Input data:

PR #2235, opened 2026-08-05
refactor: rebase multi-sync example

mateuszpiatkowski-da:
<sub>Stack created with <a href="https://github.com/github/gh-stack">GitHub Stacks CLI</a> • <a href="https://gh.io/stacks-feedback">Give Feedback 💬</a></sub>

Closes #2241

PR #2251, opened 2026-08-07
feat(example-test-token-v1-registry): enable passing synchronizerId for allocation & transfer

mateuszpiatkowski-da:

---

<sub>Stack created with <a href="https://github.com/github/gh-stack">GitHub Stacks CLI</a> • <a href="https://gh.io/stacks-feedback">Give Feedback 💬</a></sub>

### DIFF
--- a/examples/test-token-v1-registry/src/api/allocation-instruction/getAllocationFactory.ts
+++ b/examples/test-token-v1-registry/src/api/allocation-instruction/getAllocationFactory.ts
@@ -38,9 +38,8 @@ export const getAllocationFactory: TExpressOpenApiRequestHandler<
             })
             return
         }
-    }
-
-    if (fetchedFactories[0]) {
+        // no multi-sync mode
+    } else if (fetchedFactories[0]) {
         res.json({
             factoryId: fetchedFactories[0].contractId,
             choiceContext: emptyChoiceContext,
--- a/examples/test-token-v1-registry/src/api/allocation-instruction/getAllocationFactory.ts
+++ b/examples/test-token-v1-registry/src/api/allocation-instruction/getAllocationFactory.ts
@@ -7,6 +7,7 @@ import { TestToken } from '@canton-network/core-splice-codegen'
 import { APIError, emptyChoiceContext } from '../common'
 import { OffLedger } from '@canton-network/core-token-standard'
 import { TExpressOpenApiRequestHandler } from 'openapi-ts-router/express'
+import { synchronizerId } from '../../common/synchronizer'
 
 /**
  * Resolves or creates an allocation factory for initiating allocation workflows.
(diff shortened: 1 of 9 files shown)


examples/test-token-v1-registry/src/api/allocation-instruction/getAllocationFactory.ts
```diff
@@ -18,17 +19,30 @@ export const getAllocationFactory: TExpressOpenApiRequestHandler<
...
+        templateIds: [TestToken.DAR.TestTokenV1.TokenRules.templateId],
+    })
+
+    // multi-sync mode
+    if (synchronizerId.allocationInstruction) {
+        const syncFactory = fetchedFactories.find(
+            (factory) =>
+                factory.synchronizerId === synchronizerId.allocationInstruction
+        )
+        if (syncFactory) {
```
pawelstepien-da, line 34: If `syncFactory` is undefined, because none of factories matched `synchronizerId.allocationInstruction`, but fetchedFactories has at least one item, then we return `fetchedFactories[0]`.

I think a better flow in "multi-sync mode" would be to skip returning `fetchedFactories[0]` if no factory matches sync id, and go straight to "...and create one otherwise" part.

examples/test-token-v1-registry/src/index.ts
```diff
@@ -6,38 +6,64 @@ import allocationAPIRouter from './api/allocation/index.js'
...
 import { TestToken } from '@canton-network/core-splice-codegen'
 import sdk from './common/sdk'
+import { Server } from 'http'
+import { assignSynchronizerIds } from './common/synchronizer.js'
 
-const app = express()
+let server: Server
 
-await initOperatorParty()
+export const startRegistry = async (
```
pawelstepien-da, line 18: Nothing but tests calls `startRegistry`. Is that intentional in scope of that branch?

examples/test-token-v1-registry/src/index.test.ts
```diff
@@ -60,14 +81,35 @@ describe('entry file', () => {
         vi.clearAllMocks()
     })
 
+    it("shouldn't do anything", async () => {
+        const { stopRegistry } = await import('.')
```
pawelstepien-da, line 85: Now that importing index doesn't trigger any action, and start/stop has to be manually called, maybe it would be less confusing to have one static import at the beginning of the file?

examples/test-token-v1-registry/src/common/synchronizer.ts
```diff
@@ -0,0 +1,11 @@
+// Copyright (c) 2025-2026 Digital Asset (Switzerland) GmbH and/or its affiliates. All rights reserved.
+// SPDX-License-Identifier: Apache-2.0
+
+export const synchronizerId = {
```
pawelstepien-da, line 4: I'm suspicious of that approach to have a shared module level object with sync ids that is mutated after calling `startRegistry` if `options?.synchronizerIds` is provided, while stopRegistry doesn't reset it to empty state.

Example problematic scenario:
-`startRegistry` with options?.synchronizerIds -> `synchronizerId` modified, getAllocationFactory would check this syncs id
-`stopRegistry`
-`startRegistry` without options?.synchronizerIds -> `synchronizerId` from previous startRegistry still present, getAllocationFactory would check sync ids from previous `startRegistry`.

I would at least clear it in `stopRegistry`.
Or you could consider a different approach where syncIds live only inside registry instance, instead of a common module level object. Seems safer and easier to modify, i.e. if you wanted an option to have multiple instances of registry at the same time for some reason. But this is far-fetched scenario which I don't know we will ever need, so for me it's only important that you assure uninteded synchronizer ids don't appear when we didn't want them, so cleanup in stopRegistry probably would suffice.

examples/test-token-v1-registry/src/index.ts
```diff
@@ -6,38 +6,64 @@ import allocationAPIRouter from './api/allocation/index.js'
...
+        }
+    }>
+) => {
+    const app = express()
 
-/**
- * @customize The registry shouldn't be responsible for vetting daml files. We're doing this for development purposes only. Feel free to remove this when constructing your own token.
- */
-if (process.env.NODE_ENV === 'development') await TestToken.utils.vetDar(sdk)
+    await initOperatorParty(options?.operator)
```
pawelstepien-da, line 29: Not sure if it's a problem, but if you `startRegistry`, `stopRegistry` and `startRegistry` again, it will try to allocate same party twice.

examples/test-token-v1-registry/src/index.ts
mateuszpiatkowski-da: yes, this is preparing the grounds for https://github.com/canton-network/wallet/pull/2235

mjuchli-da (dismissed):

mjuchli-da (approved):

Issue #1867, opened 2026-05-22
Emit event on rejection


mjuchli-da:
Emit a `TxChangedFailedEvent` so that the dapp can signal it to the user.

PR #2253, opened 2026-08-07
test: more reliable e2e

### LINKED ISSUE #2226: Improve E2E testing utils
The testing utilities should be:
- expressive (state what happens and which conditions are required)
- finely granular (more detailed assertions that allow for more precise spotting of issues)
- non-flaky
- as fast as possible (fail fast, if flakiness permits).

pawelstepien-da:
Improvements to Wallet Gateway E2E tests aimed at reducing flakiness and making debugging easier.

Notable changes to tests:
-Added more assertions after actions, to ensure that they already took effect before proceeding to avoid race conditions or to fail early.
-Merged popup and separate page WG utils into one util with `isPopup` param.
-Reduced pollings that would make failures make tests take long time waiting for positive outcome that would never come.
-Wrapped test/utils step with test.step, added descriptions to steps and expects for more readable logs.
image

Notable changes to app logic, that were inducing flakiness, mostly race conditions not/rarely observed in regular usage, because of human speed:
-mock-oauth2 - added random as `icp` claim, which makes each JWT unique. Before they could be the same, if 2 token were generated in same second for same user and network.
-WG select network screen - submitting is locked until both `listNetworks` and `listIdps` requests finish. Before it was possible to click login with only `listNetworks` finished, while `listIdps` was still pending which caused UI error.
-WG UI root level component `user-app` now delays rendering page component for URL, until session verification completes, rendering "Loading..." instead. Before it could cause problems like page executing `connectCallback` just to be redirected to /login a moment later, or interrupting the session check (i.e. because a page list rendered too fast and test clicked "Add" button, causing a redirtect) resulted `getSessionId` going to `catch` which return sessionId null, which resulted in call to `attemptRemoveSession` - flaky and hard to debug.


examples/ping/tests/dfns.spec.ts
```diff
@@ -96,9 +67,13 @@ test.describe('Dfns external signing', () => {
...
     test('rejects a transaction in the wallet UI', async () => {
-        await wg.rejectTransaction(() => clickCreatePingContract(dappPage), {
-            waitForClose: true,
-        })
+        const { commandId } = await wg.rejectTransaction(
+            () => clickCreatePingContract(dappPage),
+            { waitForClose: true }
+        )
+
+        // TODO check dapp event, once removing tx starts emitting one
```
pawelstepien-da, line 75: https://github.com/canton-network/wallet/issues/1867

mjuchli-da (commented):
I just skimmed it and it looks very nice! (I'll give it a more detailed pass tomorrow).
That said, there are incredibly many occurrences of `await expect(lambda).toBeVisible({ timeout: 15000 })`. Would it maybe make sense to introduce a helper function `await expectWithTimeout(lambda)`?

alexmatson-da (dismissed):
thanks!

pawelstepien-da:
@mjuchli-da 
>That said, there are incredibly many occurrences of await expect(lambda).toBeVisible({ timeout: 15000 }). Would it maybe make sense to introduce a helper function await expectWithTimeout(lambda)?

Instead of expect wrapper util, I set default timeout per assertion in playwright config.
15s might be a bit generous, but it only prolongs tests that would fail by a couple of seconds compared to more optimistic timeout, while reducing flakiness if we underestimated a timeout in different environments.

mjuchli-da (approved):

...

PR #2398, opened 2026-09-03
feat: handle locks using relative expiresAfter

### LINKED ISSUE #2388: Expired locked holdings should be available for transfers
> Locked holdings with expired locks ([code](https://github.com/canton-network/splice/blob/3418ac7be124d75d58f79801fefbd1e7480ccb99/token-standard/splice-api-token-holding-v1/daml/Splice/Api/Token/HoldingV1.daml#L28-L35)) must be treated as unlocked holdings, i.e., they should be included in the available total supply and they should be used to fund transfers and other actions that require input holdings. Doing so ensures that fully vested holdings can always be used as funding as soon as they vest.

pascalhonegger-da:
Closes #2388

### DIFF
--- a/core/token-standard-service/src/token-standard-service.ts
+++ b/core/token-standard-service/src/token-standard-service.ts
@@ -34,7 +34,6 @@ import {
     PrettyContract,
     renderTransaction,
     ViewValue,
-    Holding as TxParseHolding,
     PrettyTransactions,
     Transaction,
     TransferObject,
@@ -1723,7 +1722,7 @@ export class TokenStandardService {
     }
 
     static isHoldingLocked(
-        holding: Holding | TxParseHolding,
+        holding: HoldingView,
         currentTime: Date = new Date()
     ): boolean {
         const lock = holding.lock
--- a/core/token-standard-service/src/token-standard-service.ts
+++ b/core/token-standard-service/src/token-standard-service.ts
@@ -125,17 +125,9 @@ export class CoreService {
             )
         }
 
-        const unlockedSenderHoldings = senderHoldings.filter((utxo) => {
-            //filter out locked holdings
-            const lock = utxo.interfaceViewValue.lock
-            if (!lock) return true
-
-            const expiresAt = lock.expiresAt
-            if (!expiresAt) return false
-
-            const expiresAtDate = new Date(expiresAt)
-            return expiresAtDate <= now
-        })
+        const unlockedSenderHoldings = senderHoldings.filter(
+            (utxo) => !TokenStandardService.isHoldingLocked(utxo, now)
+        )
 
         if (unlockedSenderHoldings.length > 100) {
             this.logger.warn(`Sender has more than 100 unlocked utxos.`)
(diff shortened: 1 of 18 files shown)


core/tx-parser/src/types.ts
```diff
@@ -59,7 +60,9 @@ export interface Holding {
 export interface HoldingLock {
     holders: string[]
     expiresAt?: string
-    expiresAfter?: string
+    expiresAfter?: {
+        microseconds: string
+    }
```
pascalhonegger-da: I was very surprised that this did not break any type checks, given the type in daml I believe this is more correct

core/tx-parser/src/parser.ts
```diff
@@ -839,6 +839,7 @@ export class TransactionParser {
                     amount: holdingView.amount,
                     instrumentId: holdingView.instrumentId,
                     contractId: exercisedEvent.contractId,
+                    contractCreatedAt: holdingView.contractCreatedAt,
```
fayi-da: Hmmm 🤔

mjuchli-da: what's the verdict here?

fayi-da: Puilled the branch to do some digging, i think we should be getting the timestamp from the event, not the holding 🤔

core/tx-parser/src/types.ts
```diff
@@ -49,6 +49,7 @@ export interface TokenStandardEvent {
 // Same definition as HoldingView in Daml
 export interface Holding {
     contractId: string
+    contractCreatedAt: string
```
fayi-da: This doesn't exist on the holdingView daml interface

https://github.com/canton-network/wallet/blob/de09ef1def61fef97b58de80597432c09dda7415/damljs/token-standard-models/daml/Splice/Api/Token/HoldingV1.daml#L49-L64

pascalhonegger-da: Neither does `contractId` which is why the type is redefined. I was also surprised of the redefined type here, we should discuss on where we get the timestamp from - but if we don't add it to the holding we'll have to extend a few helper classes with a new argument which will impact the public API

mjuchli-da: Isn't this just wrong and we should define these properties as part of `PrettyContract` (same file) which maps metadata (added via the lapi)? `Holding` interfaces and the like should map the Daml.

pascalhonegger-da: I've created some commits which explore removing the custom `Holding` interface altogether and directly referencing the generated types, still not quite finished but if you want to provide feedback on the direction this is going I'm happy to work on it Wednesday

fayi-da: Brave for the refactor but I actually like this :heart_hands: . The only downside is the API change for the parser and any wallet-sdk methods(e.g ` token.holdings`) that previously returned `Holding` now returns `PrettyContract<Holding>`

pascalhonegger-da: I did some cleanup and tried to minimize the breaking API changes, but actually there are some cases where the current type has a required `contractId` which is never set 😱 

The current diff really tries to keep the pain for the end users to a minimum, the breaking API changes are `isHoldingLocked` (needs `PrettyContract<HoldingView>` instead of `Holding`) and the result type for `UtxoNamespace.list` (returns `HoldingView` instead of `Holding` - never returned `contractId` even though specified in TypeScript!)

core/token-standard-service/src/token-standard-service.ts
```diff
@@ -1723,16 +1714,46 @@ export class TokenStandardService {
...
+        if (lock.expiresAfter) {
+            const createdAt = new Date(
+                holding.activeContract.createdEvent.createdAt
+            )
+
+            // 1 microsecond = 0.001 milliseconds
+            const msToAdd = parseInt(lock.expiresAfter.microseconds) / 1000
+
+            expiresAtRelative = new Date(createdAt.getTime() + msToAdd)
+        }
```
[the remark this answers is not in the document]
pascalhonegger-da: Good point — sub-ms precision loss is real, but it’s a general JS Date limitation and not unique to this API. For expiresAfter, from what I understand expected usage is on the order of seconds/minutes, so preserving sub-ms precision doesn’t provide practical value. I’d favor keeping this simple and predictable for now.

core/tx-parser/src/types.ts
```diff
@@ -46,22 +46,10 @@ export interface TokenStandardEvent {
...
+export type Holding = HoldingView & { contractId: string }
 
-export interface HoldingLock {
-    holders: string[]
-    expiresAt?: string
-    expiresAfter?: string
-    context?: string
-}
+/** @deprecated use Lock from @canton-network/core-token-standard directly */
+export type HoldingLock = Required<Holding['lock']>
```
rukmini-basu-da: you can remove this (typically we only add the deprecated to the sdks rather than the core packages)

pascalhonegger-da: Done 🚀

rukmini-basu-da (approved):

What you will do: Using the material above, gather every line that includes "least".

Task solution:
pawelstepien-da, line 34: If `syncFactory` is undefined, because none of factories matched `synchronizerId.allocationInstruction`, but fetchedFactories has at least one item, then we return `fetchedFactories[0]`.
I would at least clear it in `stopRegistry`.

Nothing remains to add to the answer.